ヒューガルデン村

ヒューガルデン村

ベルギーのルーヴァン(世界一のビール会社インベブの本拠地)近くにヒューガルデン村はあります。その昔、この地方で栽培される小麦を利用したビールが盛んにこの地方で作られていたのです。当時は小麦以外の麦も様々に使われていたようです。
この長年にわたる醸造の歴史によりホワイトビールに適した酵母が出来上がっていったと言われています。
ヒューガルデン村の文献には、既に1318年にはビールが醸造されていたとあり、実際ヒューガルデンのビールのラベルにもsince1445と書かれている事からもホワイトビールの歴史がわかります。

一時はこの村周辺だけで30以上の醸造所がホワイトビールを作っていたものの、世界中がピルスナータイプのビールが主流になるなか、競争に勝てず次々と醸造所がなくなっていきます。
1957年 ヒューガルデン村最後のホワイトビール醸造所であるトムシン醸造所も閉鎖してしまいます。

牛乳屋「ピエール・セリス」

牛乳屋「ピエール・セリス」

トムシン醸造所の隣に住んでいた牛乳屋のピエール・セリスは
村からホワイトビールがなくなり、それから何年か立った頃でも村の会合などでホワイトビールを懐かしむ声を聞き、ふと考えました。
「自分がホワイトビールを作り直したら、なつかしがっている人達相手に売れるかもしれない。。」
これが彼のアイデアでもありました。そして廃業したレモネード工場から設備一式を買いとり、ホワイトビール造りを始めたのです。

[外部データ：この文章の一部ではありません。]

PR #2129, opened 2026-04-02
Features/cgu/25.2/organize columns 454064

cguglielmo:


org.eclipse.scout.rt.client/src/main/java/org/eclipse/scout/rt/client/ui/basic/table/columns/AbstractColumn.java
```diff
@@ -1502,6 +1502,11 @@ public boolean isEmpty() {
   }
 
   public void setColumnIndexInternal(int index) {
+    int currentColIndex = getColumnIndex();
+    if (currentColIndex >= 0) {
+      LOG.warn(null, new IllegalArgumentException("Unexpected column index " + currentColIndex + " for column " + this));
```
bschwarzent: Maybe print infos in log message instead of exception to be able to use {} placeholders?

```suggestion
      LOG.warn("Unexpected column index {} for column {}", currentColIndex, this, new Exception("stacktrace for further analysis"));
```

bschwarzent (approved):

PR #459, opened 2021-05-07
Cut monitoring v0.2.3 and use mirrored image

jiaqiluo:
**This PR is closed, here is why: https://github.com/rancher/system-charts/pull/459#issuecomment-841474381**

Issue: https://github.com/rancher/rancher/issues/31871 

also address this issue: https://github.com/rancher/rancher/issues/32693

Mirroring images is already handled by the PR: https://github.com/rancher/image-mirror/pull/96


charts/rancher-monitoring/v0.2.3/values.yaml
```diff
@@ -251,7 +251,7 @@ grafana:
   level: cluster
   apiGroup: "monitoring.coreos.com"
   image:
-    repository: rancher/grafana-grafana
+    repository: rancher/mirrored-grafana-grafana
     tag: 7.1.5
     tool:
       repository: rancher/prometheus-auth
```
cbron, line 257: Is this one rancher generated ?

charts/rancher-monitoring/v0.2.3/values.yaml
```diff
@@ -311,7 +311,7 @@ prometheus:
           fieldPath: status.podIP
   apiGroup: "monitoring.coreos.com"
   image:
-    repository: rancher/prom-prometheus
+    repository: rancher/mirrored-prom-prometheus
     tag: v2.18.2
     auth:
       repository: rancher/prometheus-auth
```
cbron, line 317: same

charts/rancher-monitoring/v0.2.3/values.yaml
```diff
@@ -142,7 +142,7 @@ exporter-node:
   enabled: false
   apiGroup: "monitoring.coreos.com"
   image:
-    repository: rancher/prom-node-exporter
+    repository: rancher/mirrored-prom-node-exporter
     tag: v1.0.1
   nodeSelectors: []
   resources:
```
cbron, line 148: is wmi_exporter below rancher generated ?

charts/rancher-monitoring/v0.2.3/values.yaml
```diff
@@ -391,8 +391,8 @@ operator-init:
   enabled: false
   apiGroup: "monitoring.coreos.com"
   image:
-    repository: rancher/istio-kubectl
-    tag: 1.5.10
+    repository: rancher/kubectl
+    tag: v1.20.2
   resources:
     limits:
       cpu: 20m
```
cbron, line 398: same for webhook receiver below

charts/rancher-monitoring/v0.2.3/values.yaml
jiaqiluo: Yes, Rancher generates the image https://github.com/rancher/wmi_exporter-package

charts/rancher-monitoring/v0.2.3/values.yaml
jiaqiluo: yes, https://github.com/rancher/prometheus-auth

charts/rancher-monitoring/v0.2.3/values.yaml
jiaqiluo: yes https://github.com/rancher/prometheus-auth

charts/rancher-monitoring/v0.2.3/values.yaml
jiaqiluo: yes https://github.com/rancher/webhook-receiver

charts/rancher-monitoring/v0.2.3/questions.yml
```diff
@@ -0,0 +1 @@
+rancher_min_version: 2.5.8-rc1
```
cbron: This should be 2.5.9-rc1, and last chart version should have a max of 2.5.8. We should also make this change in 2.6 branch with equivalent min/max versions.

cbron (commented):
lgtm besides one change, needs arvind approval also

charts/rancher-monitoring/v0.2.3/Chart.yaml
```diff
@@ -0,0 +1,17 @@
...
+description: Provides monitoring for Kubernetes which is maintained by Rancher 2.
+engine: gotpl
+maintainers:
+- name: thxCode
+  email: frank@rancher.com
+name: rancher-monitoring
+sources:
+- https://github.com/coreos/prometheus-operator
+version: 0.2.3
+appVersion: 0.2.3
```
aiyengar2, line 11: Can we split the base copy and modification changes into separate commits? I'm assuming all you changed was the version / appVersion and will be modifying the questions.yml based on Caleb's comment in https://github.com/rancher/system-charts/pull/459#discussion_r630383265, but this should be in a separate commit.

The base copy commit should generally be the equivalent of doing `cp -R charts/rancher-monitoring/v0.2.2 charts/rancher-monitoring/v0.2.3`.

aiyengar2 (commented):
Need to address Caleb's comment on the question.yml and split base copy changes into 2 commits, but otherwise LGTM.

Can approve / merge once those changes are addressed.

aiyengar2 (changes requested):
Forgot one more thing; we need to replicate these changes to release a new v0.1.x chart as well since we still support k8s 1.15 clusters in Rancher 2.4, which are not eligible to use this chart.

@jiaqiluo can you add that to this PR as well as a separate set of commits? ~No need for another PR.~ You need another PR if and only if this needs to be backported to Rancher 2.4 since v0.1.x doesn't need to be added to 2.5 as 2.5 does not need to support k8s 1.15

charts/rancher-monitoring/v0.2.3/questions.yml
jiaqiluo: @cbron @aiyengar2  But the v0.2.2 chart does not set the rancher_max_version, and we can't change the released chart, right?

aiyengar2: Generally we do e.g. https://github.com/rancher/system-charts/commit/23569d0ee2a71a37523a9deb50f53de342a51f34.

I think the assumption is that we can set the rancher_max_version since, during an Rancher upgrade, the Helm charts are all re-downloaded. So the chart annotation gets picked up.

jiaqiluo: ok. If so I will handle that for the v0.2.2 chart. 
Update: it is tracked now at https://github.com/rancher/rancher/issues/32693

charts/rancher-monitoring/v0.2.3/Chart.yaml
jiaqiluo: done.

jiaqiluo:
> Forgot one more thing; we need to replicate these changes to release a new v0.1.x chart as well since we still support k8s 1.15 clusters in Rancher 2.4, which are not eligible to use this chart.
> 
> @jiaqiluo can you add that to this PR as well as a separate set of commits? No need for another PR.

@cbron @aiyengar2 
~Do we really need to backport this change to the v0.1.x line?~ 

~Here are the version requirements for v0.1.4 and v0.1.5~
```
v0.1.4
rancher_min_version: 2.4.9-rc1
rancher_max_version: 2.5.5

v0.1.5
rancher_min_version: 2.5.6-rc1
```

~Will it be confusing if we cut a v0.1.6 which is available on rancher v2.4.x?~ 
~Or the v0.1.6 should has rancher_min_version = 2.5.9-rc1 ?~

**Update:
Oh, I think I should make the new version on the dev-2.4 branch if needed. I was looking at the dev-v2.5 branch wrongly.**

aiyengar2 (approved):
LGTM

charts/rancher-monitoring/v0.2.2/questions.yml
```diff
@@ -1 +1,2 @@
 rancher_min_version: 2.5.8-rc1
+rancher_max_version: 2.5.9
```
aiyengar2:
```suggestion
rancher_max_version: 2.5.8
```

aiyengar2 (changes requested):
I approved too soon! The rancher_max_version needs to be changed.

charts/rancher-monitoring/v0.2.2/questions.yml
jiaqiluo: fixed.

charts/rancher-monitoring/v0.2.2/questions.yml
```diff
@@ -1 +1,2 @@
 rancher_min_version: 2.5.8-rc1
+rancher_max_version: 2.5.8
```
jiaqiluo, line 2: We limit chart v0.2.2 to be available in Rancher v2.5.8 only

Rancher reads the above values as 
```
2.5.8-rc1 <= target-version <= 2.5.8
```

aiyengar2 (dismissed):
LGTM

charts/rancher-monitoring/v0.2.3/questions.yml
cbron: You are right that its a little weird, but its common practice for us. I don't think you really need an issue to track it, but we can leave that one.

charts/rancher-monitoring/v0.2.2/questions.yml
cbron, line 2: Code looks good, but few more things: 
* based on convo earlier we only need to do mirroring in 2.6, so I can move this to point at dev-v2.6 branch instead
* Do we need to adjust the other chart like arvind said ? 
* Lets squash to only 2 commits, 1 copy and 1 for changes

jiaqiluo: > Do we need to adjust the other chart like arvind said ?

Do you mean the v0.1.x chart that Arvind mentioned [here](https://github.com/rancher/system-charts/pull/459#pullrequestreview-657235561)?  I think we do not need to do it since we will only release the new monitoring chart in the monitoring 0.2.x line in Rancher v2.6

(NOTE: I will move this PR to the dev-v2.6 branch and squash commits after we make a decision on the above question.)

cbron: Ok so 2.6 only, no old chart. I will change base branch, just need to squash commits.

jiaqiluo:
This PR is closed because:
1. the new chart will go to the dev-v2.6 branch only
2. it is too complex to fix the conflicts because of the change of the base image

https://github.com/rancher/system-charts/pull/460 is the final PR going to the dev-v2.6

ヒューガルデン村で復活したホワイトビールという事で村の名前をビールの銘柄としました。醸造所の名前は当時はデ・クライス(修道院)といいました。

ヒューガルデン醸造所の発展と焼失

ヒューガルデン醸造所の発展と焼失

昔のリバイバルで売り出そうと考えたピエールセリス氏の予想ははずれます、、といってもうれしい誤算。
昔のビールのリバイバルのつもりが実際には若者に爆発的な人気をはくしはじめたのです。ピルスナーになれた若者にとってはそのフレッシュな飲み口、フルーティーな味が逆に新鮮に感じます。マイケルジャクソン氏の本によれば、酵母(澱)が健康的なイメージとして若者に人気が出たと書かれています。
口コミでホワイトビールの噂は一気に広まり、ヨーロッパ中からヒューガルデンを求めて醸造所にビールを買いに来るようになるのです。
1967年に750hlだった生産量は1985年には75000hlとなっていました。
ところがその1985年 ヒューガルデン醸造所(当時はデ・クライス醸造所)は火事で一部が焼失してしまいます。セリス氏一人の財力では再興することができないほどになってしまったため、現在世界一のビール会社インベウ゛社(前インターブリュー)の傘下に入ることとなってしまったのです。 これによりセリス氏はヒューガルデンの味わいは今日に引き継がれなくなったと語っています。

セリスブルワリーと「セリス・ホワイト」

セリスブルワリーと「セリス・ホワイト」

しかし、セリス氏のビール造りへの情熱が失われる事はありませんでした。
ヒューガルデン醸造所の再建に力を尽くしたセリス氏には次の夢が生まれます。
それは当時、マイクロブルワリー熱が高まって来ていたアメリカで自分のホワイトビールをまた広めたいという夢でした。
1992年にアメリカに渡り、テキサスのオースチンに自らの名を関したブルワリー「セリス・ブルワリー」を設立し、セリス・ホワイトというホワイトビールの醸造に再び挑戦します。
その他、セリス・グランクリュやセリス・ペールボック等、またフルーツビールまで様々なビールを醸造します。
軌道に乗ったかのように見えた、セリスブルワリーでしたが、
またもや?1995年にミラー社に買収されてしまいました。いまではミラー社がセリス・ブルワリーを閉鎖。

その後のピエール・セリスと新たなビール

その後、セリス氏は
ヨーロッパ向けにデ・スメット醸造所(現アフリゲム醸造所)にて
セリス・ホワイトと新作グロッテンビア(現グロッテン・サンテ)のライセンス生産を始めますが、
その醸造を行うデ・スメット醸造所(アフリゲム)がオランダ・ハイネケンに買収されてしまったため
ベルギーのヴァン・スティーンベルグ醸造所にセリス・ホワイトを
セント・ベルナルデュス醸造所にてグロッテンビアを開始し、最後の彼のホワイトとなる「セント・ベルナルデュス・ホワイト」を発表したのです。